Gepubliceerd op 02-01-2020

BASILIEK

betekenis & definitie

is het oudchristelijke kerkgebouw, zoals dit na de Kerkvrede onder Constantijn overal in het Romeinse rijk werd gebouwd; het oudst is de Lateraanse basiliek te Rome. De basiliek heeft de vorm van een langwerpige zaal, die door zuilen met architraven of ook wel door rondbogen in drie of vijf schepen wordt verdeeld.

Het middenschip, breder en hoger dan de zijbeuken, ontvangt licht door hoog in de muur aangebrachte ramen en wordt aan één zijde afgesloten door de absis, waar zich de zetels van bisschop en priesters bevinden; aan de andere zijde is de ingang met een zuilengalerij er voor (narthex), waarbij zich dan nog dikwijls een voorhof (atrium) aansluit. Het altaar was oorspronkelijk blijkbaar als regel ongeveer halverwege in het middenschip geplaatst; sinds de 7de eeuw bevindt het zich dichter bij de absis.
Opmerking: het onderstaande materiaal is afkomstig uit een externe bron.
Issue #1339, opened 2021-03-04
Sidebar gets expanded on windows resize


eksperimental:
If I collapse the sidebar and I resize the window, the sidebar gets expanded every time.

This can clearly be seen when the sidebar is collapsed and you choose to go Full screen mode and back to normal mode.

devtayls:
I have a pull request up for this issue:

https://github.com/elixir-lang/ex_doc/pull/1394

PR #1394, opened 2021-09-12
fix(sidebar): track user pref for sidebar state

devtayls:
**Issue:** https://github.com/elixir-lang/ex_doc/issues/1339

Resolves the issue with the state of the sidebar forcefully changing when the screen size updates. 

Now, the sidebar will track the preference of the user. 

When the preference is closed --> the sidebar will remain closed on window resize

When the preference is open (or no_pref) --> the sidebar will toggle according to screen width on resize

### DIFF
--- a/assets/js/sidebar/sidebar-drawer.js
+++ b/assets/js/sidebar/sidebar-drawer.js
@@ -7,6 +7,12 @@ const ANIMATION_DURATION = 300
 const SIDEBAR_TOGGLE_SELECTOR = '.sidebar-toggle'
 const CONTENT_SELECTOR = '.content'
 
+const userPref = {
+  CLOSED: 'closed',
+  OPEN: 'open',
+  NO_PREF: 'no_pref'
+}
+
 const SIDEBAR_CLASS = {
   opened: 'sidebar-opened',
   opening: 'sidebar-opening',
@@ -20,7 +26,9 @@ const state = {
   // Keep track of the current timeout to clear it if needed
   togglingTimeout: null,
   // Record window width on resize to update sidebar state only when it actually changes
-  lastWindowWidth: window.innerWidth
+  lastWindowWidth: window.innerWidth,
+  // No_PREF is defaults to OPEN behavior
+  sidebarPreference: userPref.NO_PREF
 }
 
 /**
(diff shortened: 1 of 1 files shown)


assets/js/sidebar/sidebar-drawer.js
```diff
@@ -135,3 +157,21 @@ function closeSidebarIfSmallScreen () {
...
+/**
+ * Track the sidebar preference for the user
+ */
+function setPreference () {
+  switch (state.sidebarPreference) {
+    case userPref.OPEN:
+      state.sidebarPreference = userPref.CLOSED
+      break
+    case userPref.CLOSED:
+      state.sidebarPreference = userPref.OPEN
```
josevalim, line 170: Is this correct? If the user preference is closed, we are setting it to open? 🤔

devtayls: The control logic is correct. The function is called when the `click` event tied to the toggle button fires. So whenever the user changes the state of the sidebar with the toggle button, we'll update their preference. 

> So, if you're preference _was_ closed we'll set it _open_
> 
> And if you're preference _was_ open, we'll set it to _closed_
> 
> And if you had _no_pref_, we'll set the pref to the state of the sidebar. 

I've attached a short video showing the state changes while working with the sidebar

https://user-images.githubusercontent.com/16793430/133001792-dbec7ca4-bf61-4c12-987b-7b5e0b4f7d60.MP4

devtayls: would it be better if I called it `togglePreference()` instead of `setPreference()`

josevalim: Beautiful video, thank you! 😍

josevalim:

assets/js/sidebar/sidebar-drawer.js
josevalim: > would it be better if I called it togglePreference() instead of setPreference()

Ah, good idea! I just merged the PR though, but feel free to submit an update. :)

devtayls: will do

devtayls:
Thanks @josevalim I really appreciate your hard work. :)

PR #1398, opened 2021-09-27
Do not check :private on visibility in ExDoc.Language.Erlang.do_url

wingyplus:
The dialyzer report on file erlang.ex in line 364 that
the variable visibility cannot be a :private because
typespec declared it as :hidden or :public or :undefined.
Fixes it by removing :private on visibility check in do_url
function.

### DIFF
--- a/lib/ex_doc/language/erlang.ex
+++ b/lib/ex_doc/language/erlang.ex
@@ -361,7 +361,7 @@ defmodule ExDoc.Language.Erlang do
 
     # TODO: type with content = %{} in otp xml is marked as :hidden, it should be :public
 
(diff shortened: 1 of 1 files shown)


wingyplus:
> 
> 
> The spec is correct, since there is not such a thing as a private visibility from the ExDoc point of view. What should be corrected is the `erlang.ex` file
> 
> It should be changed to:
> `if visibility == :public or (visibility == :hidden and elem(ref, 0) == :type) do`

Thanks for suggestion. If there's no `:private` in visibility, it's make senses to change `erlang.ex` to match only hidden. And do we need to

eksperimental:
Thank you @wingyplus

PR #1708, opened 2023-05-22
Allow multiple extra files with the same name

### LINKED ISSUE #1550: [Improvement|Bug?] Multiple README files from multiple directories
I have the following config

```elixir
extras: [
        "README.md",
        "CHANGELOG.md",
        "docs/references/README.md",
        "docs/how-to/README.md",
        "docs/explanations/README.md",
      ],
```

As you can see they are multiple `README.md` files because I have multiple directories.

When I generate the docs I got the following:

Screen Shot 2022-04-11 at 5 11 02 AM

Notice that multiple things have the `selected` state, and the URL is adding a hash at the end.

### Expected Behavior

I would expect such files to have different paths and the selection to work properly.

viniciusmuller:
This pull request adds a check to disambiguate the id generated ids if any of them are duplicated.

This already solves the issue, but I still have the following questions:
- Can we try to generate the ids considering the full filepaths (maybe parent directory), so that we don't need to disambiguate them later?
  - I think this is possible, but probably there will be edge cases
- I couldn't find any great way to test it, does someone have an idea?
   - I've tried adding multiple extra README.md files to the fixture `foo` app and then capturing IO/mix output, no success
- Are there any safe heuristics we could follow in order to avoid having `readme-1`, `readme-2`, etc in the URLs? Maybe using the groups or file paths?

Closes #1550

### DIFF
--- a/lib/ex_doc/formatter/html.ex
+++ b/lib/ex_doc/formatter/html.ex
@@ -355,11 +355,7 @@ defmodule ExDoc.Formatter.HTML do
 
     extras
     |> Enum.map_reduce(1, fn extra, idx ->
-      if ids_count[extra.id] > 1 do 
-        {disambiguate_id(extra, idx), idx + 1}
-      else
-        {extra, idx}
-      end
+      if ids_count[extra.id] > 1, do: {disambiguate_id(extra, idx), idx + 1}, else: {extra, idx}
     end)
     |> elem(0)
     |> Enum.sort_by(fn extra -> GroupMatcher.group_index(groups, extra.group) end)
--- a/lib/ex_doc/formatter/html.ex
+++ b/lib/ex_doc/formatter/html.ex
@@ -354,9 +354,14 @@ defmodule ExDoc.Formatter.HTML do
     ids_count = Enum.reduce(extras, %{}, &Map.update(&2, &1.id, 1, fn c -> c + 1 end))
 
     extras
-    |> Enum.with_index(fn extra, idx ->
-      if ids_count[extra.id] > 1, do: disambiguate_id(extra, idx + 1), else: extra
+    |> Enum.map_reduce(1, fn extra, idx ->
+      if ids_count[extra.id] > 1 do 
+        {disambiguate_id(extra, idx), idx + 1}
+      else
+        {extra, idx}
+      end
     end)
+    |> elem(0)
     |> Enum.sort_by(fn extra -> GroupMatcher.group_index(groups, extra.group) end)
   end
 
--- a/lib/ex_doc/formatter/html.ex
+++ b/lib/ex_doc/formatter/html.ex
@@ -343,13 +343,25 @@ defmodule ExDoc.Formatter.HTML do
       skip_undefined_reference_warnings_on: config.skip_undefined_reference_warnings_on
     ]
 
-    config.extras
-    |> Task.async_stream(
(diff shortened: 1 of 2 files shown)


wojtekmach:
@viniciusmuller here's a test snippet you can use:

```elixir
    test "multiple extras with the same name", c do
      File.mkdir_p!("#{c.tmp_dir}/foo")

      File.write!("#{c.tmp_dir}/foo/README.md", """
      # README foo
      """)

      File.mkdir_p!("#{c.tmp_dir}/bar")

      File.write!("#{c.tmp_dir}/bar/README.md", """
      # README bar
      """)

      config =
        Keyword.replace!(doc_config(c), :extras, [
          "#{c.tmp_dir}/foo/README.md",
          "#{c.tmp_dir}/bar/README.md"
        ])

      generate_docs(config)

      doc = EasyHTML.parse!(File.read!("#{c.tmp_dir}/html/readme.html"))["#content"]
      assert to_string(doc["h1 > span"]) == "README foo"
    end
```

note the test currently warns:

> `warning: file tmp/ExDoc.Formatter.HTMLTest/test-generates-extras-multiple-extras-with-the-same-name-dc7fa2eb/html/readme.html already exists`

and intentionally fails. I'm checking the contents of readme.html and it happens to be "README bar" but we actually should have readme-1.html and readme-2.html.

viniciusmuller:
Thanks @wojtekmach! I've adapted the test to check to contents of both `foo` and `bar` READMEs and it already helped me to catch a bug (counter starting at zero instead of one)!

wojtekmach (approved):

lib/ex_doc/formatter/html.ex
```diff
@@ -343,15 +343,27 @@ defmodule ExDoc.Formatter.HTML do
...
+        &build_extra(&1, groups, language, autolink_opts, source_url_pattern),
+        timeout: :infinity
+      )
+      |> Enum.map(&elem(&1, 1))
+
+    ids_count = Enum.reduce(extras, %{}, &Map.update(&2, &1.id, 1, fn c -> c + 1 end))
+
+    extras
+    |> Enum.with_index(fn extra, idx ->
+      if ids_count[extra.id] > 1, do: disambiguate_id(extra, idx + 1), else: extra
```
josevalim, line 358: This version of `with_index` is not supported in earlier Elixir versions. Maybe implement this with a `Enum.map_reduce` instead?

wojtekmach: ExDoc requires Elixir 1.11, I think we're good. :)

viniciusmuller: not sure if I got it, shall I use other function than `with_index`, there are some other places in the codebase that seems to use it just fine, like

https://github.com/elixir-lang/ex_doc/blob/b66861bb60173b056022e95662cf72275eba18a8/lib/ex_doc/formatter/epub.ex#LL91C18-L91C18

But indeed the tests for 1.11 are failing

josevalim: This particular version of `with_index` does not work, so you need to use something else. I would do seomthing like this:
```
Enum.map_reduce(extras, 1, fn extra, idx ->
  if ids_count[extra.id] > 1, do: {disam(...), idx + 1}, else: {extra, idx}
end)
|> elem(0)
```

josevalim:
Awesome PRs!

PR #1713, opened 2023-05-31
Create .exdoc file after warning about using an existing directory 

viniciusmuller:
Currently, if an user tries to set `--output` to a directory that already contains files, ex_doc will emit a warning about that and create the files anyway, but it never creates the `.exdoc` file, meaning every time `mix docs` is run on that directory it will display the same warnings.

This pull requests calls the create callback after emitting the warning, so that in subsequent invocations no warnings will be emitted.


viniciusmuller:
I've added this check to the tests that I've added when implementing this feature, I think there's no reason to duplicate the entire test just to test this property.

viniciusmuller:
Not sure why this test failing, I've just ran the test suite locally 15 times in a row and it passed them all consistently :thinking:

test/ex_doc/formatter/epub_io_test.exs
```diff
@@ -0,0 +1,55 @@
...
+             generate_docs(new_config)
+           end) =~ "ExDoc is outputting to an existing directory"
+  end
+
+  defp generate_docs(config) do
+    config = Keyword.put_new(config, :skip_undefined_reference_warnings_on, ["Warnings"])
+    ExDoc.generate_docs(config[:project], config[:version], config)
+  end
+
+  defp doc_config(%{tmp_dir: tmp_dir} = _context) do
```
viniciusmuller, line 43: Should we create a helper module that provides the `generate_docs` and `doc_config` functions for both the non-io and io versions of the formatters test consume them from a centralized source?

test/ex_doc/formatter/epub_io_test.exs
```diff
@@ -0,0 +1,55 @@
+defmodule ExDoc.Formatter.EPUBIOTest do
```
wojtekmach, line 1: I think we can have a much smaller and simpler test.

If we avoid fixtures then we don't need to worry about warnings and any of that either. In fact, it's totally fine if we point ExDoc to a directory with no .beam files (the directory doesn't even have to exist.) 

Instead of refuting that a given warning was emitted, let's assert there were no warnings.

How about this?

```elixir
defmodule ExDoc.Formatter.EPUBIOTest do
  use ExUnit.Case, async: false

  @moduletag :tmp_dir

  test "does not warn if writing to an empty existing directory", %{tmp_dir: tmp_dir} do
    File.mkdir!("#{tmp_dir}/doc")

    assert ExUnit.CaptureIO.capture_io(:stderr, fn ->
             generate_docs(tmp_dir)
           end) == ""
  end

  test "warns if trying to write into existing directory with files", %{tmp_dir: tmp_dir} do
    File.mkdir!("#{tmp_dir}/doc")
    File.touch!("#{tmp_dir}/doc/foo.txt")

    assert ExUnit.CaptureIO.capture_io(:stderr, fn ->
             generate_docs(tmp_dir)
           end) =~ "ExDoc is outputting to an existing directory"

    # don't warn twice
    assert ExUnit.CaptureIO.capture_io(:stderr, fn ->
             generate_docs(tmp_dir)
           end) == ""
  end

  defp generate_docs(tmp_dir) do
    config = [
      app: :foo,
      formatter: "epub",
      output: "#{tmp_dir}/doc",
      source_beam: "#{tmp_dir}/ebin"
    ]

    ExDoc.generate_docs("Foo", "1.0.0", config)
  end
end
```

viniciusmuller: Thanks for the suggestions! I've applied them and those tests are indeed much cleaner now.

test/ex_doc/formatter/epub_io_test.exs
```diff
@@ -0,0 +1,38 @@
...
+  use ExUnit.Case, async: false
+
+  @moduletag :tmp_dir
+
+  test "succeeds if trying to write into an empty existing directory", %{tmp_dir: tmp_dir} do
+    File.mkdir!("#{tmp_dir}/doc")
+
+    assert ExUnit.CaptureIO.capture_io(:stderr, fn ->
+             generate_docs(tmp_dir)
+           end) =~ ""
```
wojtekmach, line 11: _any_ string would pass this assertion be we want to make sure we didn't print any warnings!

```suggestion
           end) == ""
```

test/ex_doc/formatter/epub_io_test.exs
```diff
@@ -0,0 +1,38 @@
...
+    File.touch!("#{tmp_dir}/doc/foo.txt")
+
+    assert ExUnit.CaptureIO.capture_io(:stderr, fn ->
+             generate_docs(tmp_dir)
+           end) =~ "ExDoc is outputting to an existing directory"
+
+    # Warn only once
+    assert ExUnit.CaptureIO.capture_io(:stderr, fn ->
+             generate_docs(tmp_dir)
+           end) =~ ""
```
wojtekmach, line 25:
```suggestion
           end) == ""
```

test/ex_doc/formatter/html_io_test.exs
```diff
@@ -0,0 +1,38 @@
...
+  use ExUnit.Case, async: false
+
+  @moduletag :tmp_dir
+
+  test "succeeds if trying to write into an empty existing directory", %{tmp_dir: tmp_dir} do
+    File.mkdir!("#{tmp_dir}/doc")
+
+    assert ExUnit.CaptureIO.capture_io(:stderr, fn ->
+             generate_docs(tmp_dir)
+           end) =~ ""
```
wojtekmach, line 11:
```suggestion
           end) == ""
```

test/ex_doc/formatter/html_io_test.exs
```diff
@@ -0,0 +1,38 @@
...
+    File.touch!("#{tmp_dir}/doc/foo.txt")
+
+    assert ExUnit.CaptureIO.capture_io(:stderr, fn ->
+             generate_docs(tmp_dir)
+           end) =~ "ExDoc is outputting to an existing directory"
+
+    # Warn only once
+    assert ExUnit.CaptureIO.capture_io(:stderr, fn ->
+             generate_docs(tmp_dir)
+           end) =~ ""
```
wojtekmach, line 25:
```suggestion
           end) == ""
```

wojtekmach (approved):

test/ex_doc/formatter/epub_io_test.exs
viniciusmuller: My bad here, forgot to change the operator

PR #1716, opened 2023-05-31
Distinct deprecated autocomplete suggestions

### LINKED ISSUE #1268: Search suggestions in sidebar should mention if they are deprecated
I use the sidebar for a quick search to remind me what is the module a functions belongs to. For instance if I type "cwd", I got System.cwd as a suggestion, but I doesn't mention that is is deprecated. So I guess it should be added.

viniciusmuller:
This patch shows a `(deprecated)` tag when autocompleting deprecated nodes.

Preview:
deprecated_on_search_suggestions

Closes #1268

### DIFF
--- a/assets/css/autocomplete.css
+++ b/assets/css/autocomplete.css
@@ -29,6 +29,11 @@
   text-decoration: none;
 }
 
+.autocomplete-suggestion-title-wrapper {
+  display: flex;
+  flex-wrap: wrap;
+}
+
 .autocomplete-suggestion:hover,
 .autocomplete-suggestion.selected {
   background-color: var(--gray600);
@@ -55,5 +60,5 @@
   overflow: hidden;
   text-overflow: ellipsis;
   white-space: nowrap;
-  width: 100%;
+  max-width: 100%;
 }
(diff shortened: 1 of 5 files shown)


josevalim:
Looks good to me. Does anyone have any suggestions styling wise? Should we try to call more attention to it (I thought so originally but I think calling more attention to the deprecated ones is actually the wrong thing to do?)?

sabiwara:
>  Does anyone have any suggestions styling wise? 

I think it is quite common to see deprecated functions displayed as strikethrough in IDEs for instance (vscode screenshot below), this makes it clear while avoiding making it standout more. Could be an idea?

Screenshot 2023-06-01 at 9 09 27

josevalim:
I like this! @viniciusmuller, can you please try this version out?

viniciusmuller:
Here's how it looks like with the latest commit, I like it
image

josevalim:
Show we do both the styling and the (deprecated) note? Or just the styling is enough?

wojtekmach:
I'd go with just strikethrough, otherwise we call too much attention to it. And if someone is curious they can follow the autocomplete suggestion. Something else we could do is on autocomplete suggestion to the popover thing and show it's deprecated _there_ but it's a separate discussion and it might be a bit too much.

josevalim:

PR #1717, opened 2023-06-05
Add source URL to nav link list

Nezteb:
This started as a question in the Elixir Slack: https://elixir-lang.slack.com/archives/C0U07G7FA/p1685743433113699

Essentially, myself and a few others would like an easier way to go from a Hexdocs project page to its source/git repo.

So, I've added this as part of the sidebar list nav, which is now scrollable in case there are too many items to fit.
Screenshot 2023-06-05 at 10 45 41 AM

I'm open to other location suggestions. 😄 

cc @lawik @axelson


josevalim:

Deze vorm is ontworpen om aan de eisen van de christelijke eredienst te voldoen. Men heeft daarbij ook gebruik gemaakt van architectonische elementen van de laat-antieke profane basiliek, markthal of gebouw voor de rechtspraak.

Bekende voorbeelden van oud-christelijke basilieken zijn de S. Sabina en de volgens het oude plan herbouwde S.

Paulus buiten de muren te Rome. Het basilikale grondplan is, althans in het Westen, tot in de nieuwe tijd maatgevend voor de kerkbouw gebleven.

De toevoeging van transept, lichtkoepel, koor, kooromgang en kapellen heeft dit plan niet wezenlijk gewijzigd. De laatste tijd worden somtijds weer kerken volgens het oude, eenvoudige schema gebouwd (zie pl.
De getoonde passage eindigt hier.